Mobile Web Services
Beating the Mobile Evolution: Survival of the Technologically Fit
Develop, test, monitor and repeat is key
By: Tim Murphy
Nov. 20, 2012 02:10 PM
The exponential growth of smartphone users around the globe is no secret. IDC's Worldwide Quarterly Mobile Phone Tracker reports that vendors shipped a total of 444.5 million mobile phones in 3Q12 alone. The importance of the mobile evolution reaches a broad range of industries from financial services to travel and hospitality. Integrating mobile strategies includes meeting the needs of the mobile generation and is a crucial element for any business to grow and sustain.
The burden of creating great consumer experiences and high quality enterprise applications across multiple platforms, including iOS, Android, and Windows, sits on the shoulders of mobile Web and app developers worldwide.

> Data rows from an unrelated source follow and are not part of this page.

PR #1272, opened 2020-02-07
Fixes #1270. Construct correct Raycaster

### LINKED ISSUE #1270: map.intersectMapObjects(e.pageX, e.pageY) notWork
**Describe the bug**
after adding litener for click to [examle](https://www.harp.gl/docs/master/examples/#datasource_features_lines-and-points.html)
`
map.addDataSource(featuresDataSource).then(() => {
        map.canvas.addEventListener("click", (e: MouseEvent) => {
            const intersectionResults = map.intersectMapObjects(e.pageX, e.pageY);
            const usableResults = intersectionResults.filter(result => result.userData !== undefined);
            console.log(intersectionResults, usableResults)
        });
    });
`
has [error](http://tinyurl.com/yx89to8v) in console

nzjony:
Fixes #1270

### DIFF
--- a/@here/harp-mapview/lib/MapView.ts
+++ b/@here/harp-mapview/lib/MapView.ts
@@ -757,7 +757,7 @@ export class MapView extends THREE.EventDispatcher {
     private m_enablePolarDataSource: boolean = true;
 
     // gestures
-    private readonly m_raycaster = new PickingRaycaster(this);
+    private readonly m_raycaster: PickingRaycaster;
     private readonly m_plane = new THREE.Plane(new THREE.Vector3(0, 0, 1));
     private readonly m_sphere = new THREE.Sphere(undefined, EarthConstants.EQUATORIAL_RADIUS);
 
@@ -966,6 +966,8 @@ export class MapView extends THREE.EventDispatcher {
         // setup camera with initial position
         this.setupCamera(options);
         this.m_targetDistance = this.m_camera.position.distanceTo(this.m_targetWorldPos);
+
+        this.m_raycaster = new PickingRaycaster(width, height);
 
         this.m_movementDetector = new CameraMovementDetector(
             this.m_options.movementThrottleTimeout,
--- a/@here/harp-mapview/lib/MapView.ts
+++ b/@here/harp-mapview/lib/MapView.ts
@@ -51,6 +51,7 @@ import { SimpleTileGeometryManager, TileGeometryManager } from "./geometry/TileG
 import { MapViewImageCache } from "./image/MapViewImageCache";
 import { MapViewFog } from "./MapViewFog";
 import { PickHandler, PickResult } from "./PickHandler";
+import { PickingRaycaster } from "./PickingRaycaster";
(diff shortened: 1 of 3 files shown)


@here/harp-mapview/lib/MapView.ts
```diff
@@ -749,7 +750,7 @@ export class MapView extends THREE.EventDispatcher {
     private m_enablePolarDataSource: boolean = true;
 
     // gestures
-    private readonly m_raycaster = new THREE.Raycaster();
+    private readonly m_raycaster = new PickingRaycaster(this);
```
ninok: I would prefer to get rid of this `PickingRaycaster` or at least not keep the whole `MapView` reference b/c as we know from history people will do bad things if the have access to the whole `MapView`.
As far as I can see, the `PickingRaycaster` is only used in `MapViewPoints` and there we use the camera and the canvas size. Would be cleaner to add these properties explicitly and we would also avoid to query the DOM for every pick event.
Long story short: I would prefer if you do the changes now but if you don't have time, please create a ticket.

nzjony: I will fix now, seems to be a small change.

@here/harp-mapview/lib/PickingRaycaster.ts
```diff
@@ -5,21 +5,21 @@
...
+ * space, used for example in the [[MapViewPoints]].
  */
 export class PickingRaycaster extends THREE.Raycaster {
     /**
-     * Constructs a `MapViewRaycaster`. It keeps a reference to [[MapView]] in order to access the
-     * active camera when calling the custom method `raycastPoints`.
+     * Constructor.
      *
-     * @param m_mapView the active [[MapView]].
+     * @param camera the camera used for projection to screen.
```
ninok: Maybe you can explain a bit more that this camera is the world camera (i.e. equal to `MapView.camera`) whereas the `Raycaster.camera` is our internal RTE camera (i.e. equal to `MapView.m_rteCamera`).
Maybe it also makes sense to rename camera to worldCamera b/c otherwise we have two properties with the same name `camera` (I wonder that typescript is not complaining abut this)

nzjony: I have fixed the PickingRaycaster to take the rteCamera.

@here/harp-mapview/lib/PickingRaycaster.ts
```diff
@@ -5,21 +5,22 @@
...
+     * Constructor.
      *
-     * @param m_mapView the active [[MapView]].
+     * @param camera the camera used for projection to screen. Note, this must use the camera used
+     * to finally render the scene and not the camera in world space.
+     * @param width the canvas width.
+     * @param height the canvas height.
      */
-    constructor(public mapView: MapView) {
+    constructor(public camera: THREE.Camera, public width: number, public height: number) {
```
ninok: Why do we still need the camera as a member? You should just forward the camera to the Raycaster constructor

nzjony:
@heremaps-bot  retest this please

While the perception of an iPhone world may be grandiose, the reality is iPhone and iOS only contribute to a small percentage (18 percent according to IDC's 2011 research) of the total global smartphone usage. Most mobile Web and App developers aware of the fragmented mobile market understand the headaches when faced with the daunting task of having to create for multiple platforms in order to capitalize on the 81 percent that are not iOS users. Even though Android has recently emerged as the popular platform leader, there are still numerous feature and smartphone devices that also need to be considered during development.
When it's all said and done, the judgment of quality rests in the hands of the end user. Most companies do not have the resources or second-chance opportunities to release a product without proper testing on multiple platforms. The caveat for developers working in the mobile space relies on the ability to test on multiple devices, which means having access to hundreds of devices, not generally the case. The current trend is shifting to testing on the cloud with emulated software, avoiding the need to make space for multiple devices in the development laboratory and alleviating the need to expend an exorbitant amount of resources to find, purchase and ship hundreds of mobile devices just for testing purposes.
The fragmented mobile landscape has also been a pain point on the enterprise level. The growing adoption of BYOD has presented the need to push out quality-assured applications on a multitude of devices. This trend has increased the need to use effective testing tools that can speed up development time and push out products to keep up with the push toward mobile, where devices and their platforms are frequently updated. Enterprise customers need to be able to deploy effective communication to their employees and create mobile apps and tools that will ultimately increase productivity, and real-device testing is an efficient way for the enterprise to stay ahead of user issues.
In mobile development there are some common mistakes during testing process that are critical to the end product.
Use-test: Use the application on a fully charged device for a number of hours. Take battery life and other readings at regular intervals. Set automated scripts to run and test the application for up to 12 hours to determine how many resources your application uses while it is being accessed.
Idle test: Turn on the application while the device has a full battery, and leave it running on its home or menu screen for up to 12 hours. Record battery and resources usage at regular intervals in order to determine if the idle application is using additional resources behind the scenes.
HTML5: The Ultimate Solution?
The introduction of HTML5 has been a great advancement in the development community and helps to streamline cross-platform coding. Simplified and minimalist is the key for success in today's on-the-go mobile culture. The "write once, run anywhere'" method has been a strong wish for developers for decades; HTML5 has not solved the issue but brought us much closer. The debate between native, hybrid and HTML5 applications is not likely to be resolved in the near future. In order to untie the complex shoelace, it's imperative for developers to consider which approach best suits their application and end-user requirements.
Nevertheless, testing remains a critical component of speed and efficiency in the development process; advances in automated testing solutions make testing hundreds lines of code efficient and consistent.